[Saved data entries]
┄┄┄┄┄┄┄┄┄┄

PR #551, opened 2024-10-11
feat(core): add batch almanac api and contract registrations for Bureau

jrriehl:
## Proposed Changes

When running the Bureau, the Bureau will now use the Almanac API's batch registration endpoint by default to register all agents in a single request. Additionally, if a wallet is provided in the Bureau's init args, it will also send the Almanac contract registration transactions in a batch. By default, with no wallet address provided, the agents will register themselves as before, so this update should be fully backwards compatible.

## Types of changes

- [ ] Documentation update.

## Checklist

### If applicable

- [ ] I have added/updated the documentation


python/src/uagents/registration.py
```diff
@@ -133,6 +141,56 @@ async def register(
...
 
+class BatchAlmanacApiRegistrationPolicy(AgentRegistrationPolicy):
+    def __init__(
+        self, almanac_api: Optional[str] = None, logger: Optional[logging.Logger] = None
+    ):
+        self._almanac_api = almanac_api or ALMANAC_API_URL
+        self._attestations: List[AgentRegistrationAttestation] = []
+        self._logger = logger or logging.getLogger(__name__)
+
+    def add_agent(self, agent: Any):
```
jrriehl, line 152: I hesitated to pass the agent here, and may still reconsider, but I wanted to reuse this interface for the BatchLedgerRegistrationPolicy, which may require other components of the agent like wallet address.

Archento: I'd also avoid passing the agent object since the Bureau should have access to all the information of the agent already.
And looking at the other ABC I'm almost certain that we can reuse the interface as that already covers the Almanac API as well as the Contract.

The signing can be done in the `agent.py` so that we don't need to pass the identity here OR we can do the same as in the `Envelope` and just forward the signing Callback.

python/src/uagents/registration.py
```diff
@@ -133,6 +141,56 @@ async def register(
...
+        attestation.sign(agent._identity)
+        self._attestations.append(attestation)
+
+    async def register(self):
+        if not self._attestations:
+            return
+
+        attestations = [a.model_dump() for a in self._attestations]
+
+        async with aiohttp.ClientSession() as session:
```
Archento, line 168: This to me screams like it wants to be a separate function where you give it an endpoint and a list of attestations (which can have one entry for single registration and multiple for the batch)
But up to you

Archento (commented):
Love it!

I just have two minor comments/discussion points but other than that I'm good with the feature 👍🏻

python/src/uagents/registration.py
jrriehl: Done, reused `almanac_api_post`.

python/src/uagents/agent.py
```diff
@@ -1362,31 +1407,114 @@ def __init__(
...
+            ):
+                raise ValueError(
+                    "Argument 'wallet' must be provided when using "
+                    "the batch ledger registration policy."
+                )
+            self._registration_policy = registration_policy
+        else:
+            self._registration_policy = DefaultBatchRegistrationPolicy(
+                ledger or get_ledger(test),
+                wallet,
```
Archento, line 1428: just for confirmation: if you don't supply a wallet it'll only use the API and not the Ledger.

python/src/uagents/registration.py
```diff
@@ -167,6 +188,41 @@ async def register(
...
+        self._almanac_api = almanac_api or ALMANAC_API_URL
+        self._attestations: List[AgentRegistrationAttestation] = []
+        self._logger = logger or logging.getLogger(__name__)
+
+    def add_agent(self, agent_info: AgentInfo, identity: Identity):
+        attestation = AgentRegistrationAttestation(
+            agent_address=agent_info.agent_address,
+            protocols=list(agent_info.protocols),
+            endpoints=agent_info.endpoints,
+            metadata=coerce_metadata_to_str(agent_info.metadata),
```
Archento, line 208: This should (for now) only include geolocation. See `AlmanacApiRegistrationPolicy.register()`

python/src/uagents/registration.py
```diff
@@ -253,18 +330,76 @@ def _sign_registration(self, current_time: int) -> str:
...
+        self._logger = logger or logging.getLogger(__name__)
+        self._records: List[AlmanacContractRecord] = []
+        self._identities: Dict[str, Identity] = {}
+
+    def add_agent(self, agent_info: AgentInfo, identity: Identity):
+        agent_record = AlmanacContractRecord(
+            agent_address=agent_info.agent_address,
+            protocols=agent_info.protocols,
+            endpoints=agent_info.endpoints,
+            metadata=agent_info.metadata,
```
Archento, line 360: same as above

Archento (changes requested):
Looks great!
Also a lot of changes have been made so I hope to have gotten every detail.
The only thing that stood out for me is the handling of metadata as I think that has not been decided yet.

python/src/uagents/agent.py
jrriehl: Not quite, the agents will register themselves on the ledger as they did before this update.

Archento (approved):
Great work!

┄┄┄┄┄┄┄┄┄┄

Nothing but an exact copy of the lines from the start of the entries through the line containing "## Proposed Changes" belongs in the response.

• **Answer for the task**:
PR #551, opened 2024-10-11
feat(core): add batch almanac api and contract registrations for Bureau

jrriehl:
## Proposed Changes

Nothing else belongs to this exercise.